Credo che la ragione principale di tale avversione sia l’enorme diffusione dell’Hydrangea macrophylla, questa è l’ortensia classica, chi pensa a un ortensia pensa a quella. Ed è vero, la sua smoderata diffusione in Italia ha qualcosa di perverso, non esiste cortile senza qualche esemplare raggrinzito di H. macrophylla. Quindi insomma, è normale che sia venuta a noia ai più. Seconda ragione, più sottile, a cui si faceva cenno prima, è la sua resistenza a tutto. Non muore mai. Magari diventa brutta come la fame, ma valorosamente continua a vivere negli stenti. Questa è una cosa che molta gente non tollera: non sopporta di avere una pianta così spudoratamente poco dipendente dalle nostre attenzioni.

Detto ciò, ora inizia l’arringa difensiva. Per prima cosa di Ortensie ne esistono un’infinità, non c’è solo la macrophylla, se si usasse un po’ di più la fantasia si scoprirebbe che con il solo genere Hydrangea, utilizzato in un buon numero di sue specie facilmente reperibili, si potrebbe popolare un intero giardino senza che questo risulti monotono. Secondo, le doti di resistenza non vanno disprezzate, è vero, qui è solo questione di gusti: c’è chi preferisce l’indipendenza del gatto e dell’ortensia, e chi preferisce la dedizione richiesta dal cane e dall’orchidea. E, the last but not the least, l’ortensia fiorisce e prospera allegramente nell’ombra totale. Pensate, può vivere tutta la sua lunga vita senza mai aver visto il sole.
Riflettendoci potrebbe essere questa sua predisposizione alle tenebre a rendercela così sgradevole.

La prima Hydrangea fu introdotta in Inghilterra all’inizio del ‘700. Veniva dal Nord America e non ebbe grande fortuna. Per vederla sulla cresta dell’onda, da dove non è più scesa fino ai giorni nostri, dobbiamo aspettare la fine dell’800, quando in Europa furono introdotte le specie asiatiche, che, in quei tempi, ebbero un appeal irresistibile.

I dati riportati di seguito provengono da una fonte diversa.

PR #268, opened 2026-02-18
fix: enforce maximum of 1024 items in range expressions

crowecawcaw:
Range expressions should only allow 1024 items, but this package doesn't enforce the limit.

https://github.com/OpenJobDescription/openjd-specifications/blob/mainline/wiki/2023-09-Template-Schemas.md#3411-inttaskparameterdefinition

Enforce the limit.

Library matches spec closer.

Unit tests

n/a

No

No
----

### DIFF
--- a/src/openjd/model/_range_expr.py
+++ b/src/openjd/model/_range_expr.py
@@ -150,6 +150,10 @@ class IntRangeExpr(Sized):
 
     def _validate(self) -> None:
         """raises: ValueError - if not valid"""
+        if len(self) > 1024:
+            raise ValueError(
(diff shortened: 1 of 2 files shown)


mwiebe:
I recall we didn't have the same low limit for them on purpose, as it's a much more efficient way to express 10,000 or 100,000 task jobs. A limit makes sense, maybe a million is better?

Reviewing the spec, I see the 1024 limit on `<IntRangeList>` but not on `<IntRangeExpr>`.

crowecawcaw:
I see. Closing this PR. Created a spec issue for clarification: https://github.com/OpenJobDescription/openjd-specifications/issues/114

Il nome Hydrangea non viene, come sarebbe lecito supporre, dalla sua proverbiale capacità di prosciugare quantità spaventose d’acqua ( si vocifera che in estate possa arrivare a bere 20 litri al giorno ), bensì dalla forma delle sue capsule seminali così simili (!) a contenitori per l’acqua.

Il genere Hydrangea comprende sia arbusti che rampicanti. Sia specie sempreverdi che specie a foglia caduca. Ha una fioritura lunghissima che inizia in estate e si prolunga fino all’autunno. La cosa veramente affascinante delle ortensie è che cambiano il colore dei fiori al variare dell’acidità del terreno.

Davvero una strana particolarità: in terreni acidi i fiori diventano blu, in terreni alcalini diventano rosa. Un vero e proprio camaleonte del regno vegetale. I grandi botanici della seconda metà dell’800 però presero un po’ troppo sul serio la divertente similitudine tra ortensie e camaleonti: pensavano sinceramente che il colore fosse in relazione al colore dell’oggetto a cui il fiore stava accanto. L’ampio uso dell’assenzio che si faceva proprio in quegli anni potrebbe spiegare la loro propensione a questo tipo di teorie estrose.